# Did somebody say "squirrels'?



## chadwimc (Jun 27, 2007)




----------



## BIGDADDYDB (Jul 1, 2006)

Nice! Gonna try to go Sunday. General location? Pub/Private?


Sent from my iPhone using Tapatalk


----------



## cement569 (Jan 21, 2016)

thats some good eatin there, love deep fried squirrel and fried potatoes and onions....good job


----------



## Southernsaug (May 23, 2019)

I hate squirrels, kill them all. I have a maple syrup operation and they chew up my lines and do hundreds of dollars in damage every year. My wife thinks they're too much like rats so won't eat them. I have killed a few and give to a friend but generally just repair my damage and gripe. Funny thing is I discovered if I paint the trees with my lines on them with sriracha sauce they mostly avoid it.


----------



## DHower08 (Nov 20, 2015)

Southernsaug said:


> I hate squirrels, kill them all. I have a maple syrup operation and they chew up my lines and do hundreds of dollars in damage every year. My wife thinks they're too much like rats so won't eat them. I have killed a few and give to a friend but generally just repair my damage and gripe. Funny thing is I discovered if I paint the trees with my lines on them with sriracha sauce they mostly avoid it.
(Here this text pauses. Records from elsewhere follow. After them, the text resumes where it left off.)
PR #1268, opened 2019-04-03
Fix tests expected responses due to changes in pg11

Qu4tro:
Hey there.

While running PostgREST test suit, I found 5 tests that failed. Investigating it further, it seems there was a change in postgres error messages, making the expected outputs in a way, obsolete.

Reproducing this issue by running the tests as described in the [documentation](http://postgrest.org/en/v5.1/install.html?highlight=test#testing-with-docker):
```
$ docker run --name db-scripting-test -e POSTGRES_PASSWORD=pwd -p 5434:5432 -d postgres:latest
$ POSTGREST_TEST_CONNECTION=$(test/create_test_db "postgres://postgres:pwd@localhost:5434" test_db) stack test
```
Notice the flag as latest. Omitting it or using the tag `:11` or even `:11.2` would fetch the same postgres image. To get the tests running we can simply pick the tag `:10` or anything under (and above PostgREST minimum postgres version).
I specifically picked 11.2 (which is currently latest), because both `:11.0` and `11.1`, tests fail with another issue.

This PR simply adds the `pgVersion112` value and if expressions on the affects tests to get the correct expected value.

Let me know if there's anything you would like me to improve on this PR.

Cheers

### DIFF
--- a/src/PostgREST/Types.hs
+++ b/src/PostgREST/Types.hs
@@ -374,6 +374,9 @@ pgVersion96 = PgVersion 90600 "9.6"
 pgVersion100 :: PgVersion
 pgVersion100 = PgVersion 100000 "10"
 
+pgVersion112 :: PgVersion
+pgVersion112 = PgVersion 110002 "11.2"
+
 sourceCTEName :: SqlFragment
 sourceCTEName = "pg_source"
 
--- a/test/Feature/AuthSpec.hs
+++ b/test/Feature/AuthSpec.hs
@@ -11,16 +11,27 @@ import Network.Wai (Application)
 
 import Protolude hiding (get)
 
-spec :: SpecWith Application
-spec = describe "authorization" $ do
+import PostgREST.Types (PgVersion, pgVersion112)
+
+spec :: PgVersion -> SpecWith Application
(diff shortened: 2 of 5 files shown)


steve-chavez:
Hey @Qu4tro. I've reproduced the issue in a local pg11. Your solution is good!

To double check, we could have a test suite running on pg11 in CircleCI. Doing this would be basically copying this [config for pg10](https://github.com/PostgREST/postgrest/blob/master/.circleci/config.yml#L141-L171) and changing it for pg11(CircleCI has an [image available](https://discuss.circleci.com/t/postgresql-11-circleci-docker-image-available/25928)), then adding this job [here](https://github.com/PostgREST/postgrest/blob/master/.circleci/config.yml#L255-L327) in a similar way it's done for the other pg versions.

Also, as you might have noticed, some tests were timing out(I had to restart circleci manually). You can rebase against master to avoid this. I added a temporary solution in https://github.com/PostgREST/postgrest/pull/1266.

steve-chavez:
Just added a CircleCI test suite for pg11. Thank you!

Qu4tro:
Ah thanks! Didn't have much time over the weekend.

Depending on where your at I'd be more than willing to come put a hurting in your squirrel population with my son if your open to the idea


----------



## chadwimc (Jun 27, 2007)

BIGDADDYDB said:


> Nice! Gonna try to go Sunday. General location? Pub/Private?
> 
> 
> Sent from my iPhone using Tapatalk


Southern Clermont County. Private property.


----------



## chadwimc (Jun 27, 2007)

cement569 said:


> thats some good eatin there, love deep fried squirrel and fried potatoes and onions....good job


I see "squirrel taco soup" in my future...


----------



## Southernsaug (May 23, 2019)

DHower08 said:


> Depending on where your at I'd be more than willing to come put a hurting in your squirrel population with my son if your open to the idea


I will have to think on that. My woods is close to the house and I have two Labs that are so gun shy they fight whenever someone starts shooting.....it's rediculous, but they go berserk. If it wasn't for that I'd say come on. I'm in Ross county


----------



## bulafisherman (Apr 11, 2004)

Nice,Think you need to up the ante and switch out the scatter gun for the 22. Make it challenging


----------



## chadwimc (Jun 27, 2007)

bulafisherman said:


> Nice,Think you need to up the ante and switch out the scatter gun for the 22. Make it challenging


Meh. 'Nother couple of weeks when they're on the ground, maybe...


----------



## Saugeyefisher (Jul 19, 2010)

Southernsaug said:


> I will have to think on that. My woods is close to the house and I have two Labs that are so gun shy they fight whenever someone starts shooting.....it's rediculous, but they go berserk. If it wasn't for that I'd say come on. I'm in Ross county


That's awesome your even considering it! From following dhower on here for years,you can tell he's good people. Your property your decision,but maybe they could do it with pellet guns if that would help the situation. 
I'm only butting in because he beat me to the punch on asking,for my boy. And like I said I think it's cool your even considering it... Good stuff guys,and hope it works out for both of you.


----------



## ironman172 (Apr 12, 2009)

As soon as deer limit is gotten I'll be out for the first time thinning the population of grays out , haven't done it in almost 15 years of ownership , but the neighbor loves them and willing to clean them (just not worth it to me) one friend said his mother loved the brains? But that's where they get hit , so just mush with the 22 hp's
Might get the 17 hmr out, that should really mush the head


----------



## chadwimc (Jun 27, 2007)

ironman172 said:


> As soon as deer limit is gotten I'll be out for the first time thinning the population of grays out , haven't done it in almost 15 years of ownership , but the neighbor loves them and willing to clean them (just not worth it to me) one friend said his mother loved the brains? But that's where they get hit , so just mush with the 22 hp's
> Might get the 17 hmr out, that should really mush the head


That eating the squirrel brains is old school, depression era stuff. If she's not that old, she was raised by somebody from the depression era. I've tried squirrel brains. I was not impressed...


----------



## Blackcat 86 (Feb 11, 2011)

chadwimc said:


> eating the squirrel brains


Not healthy by one account.


----------



## Southernsaug (May 23, 2019)

When we had the camp in Va. in the 70s and 80s a tenant on the farm (an old man ) wanted squirrels with intact heads to eat. So I shot him some by shooting them in the rib cage. Killed them just as quick.


----------



## Blackcat 86 (Feb 11, 2011)

Southernsaug said:


> So I shot him some by shooting them in the rib cage. Killed them just as quick.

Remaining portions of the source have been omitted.